The response must contain every record, repeated exactly.

### GIVEN DATA

PR #531, opened 2021-01-22
Add object id if variable name would be duplicate. Fixes #148

### LINKED ISSUE #148: Debugger: Dictionaries not correctly listed for multiple key objects with identical representation
## Environment data
-   VS Code version: 1.45.0-insider
-   Extension version (available under the Extensions sidebar): 2020.4.76186
-   OS and version: Linux Mint 18.2
-   Python version (& distribution if applicable, e.g. Anaconda): 3.6.8 : Anaconda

######

COMPLETED EXERCISE:
PR #531, opened 2021-01-22
Add object id if variable name would be duplicate. Fixes #148

### LINKED ISSUE #148: Debugger: Dictionaries not correctly listed for multiple key objects with identical representation
## Environment data
-   VS Code version: 1.45.0-insider
-   Extension version (available under the Extensions sidebar): 2020.4.76186
-   OS and version: Linux Mint 18.2
-   Python version (& distribution if applicable, e.g. Anaconda): 3.6.8 : Anaconda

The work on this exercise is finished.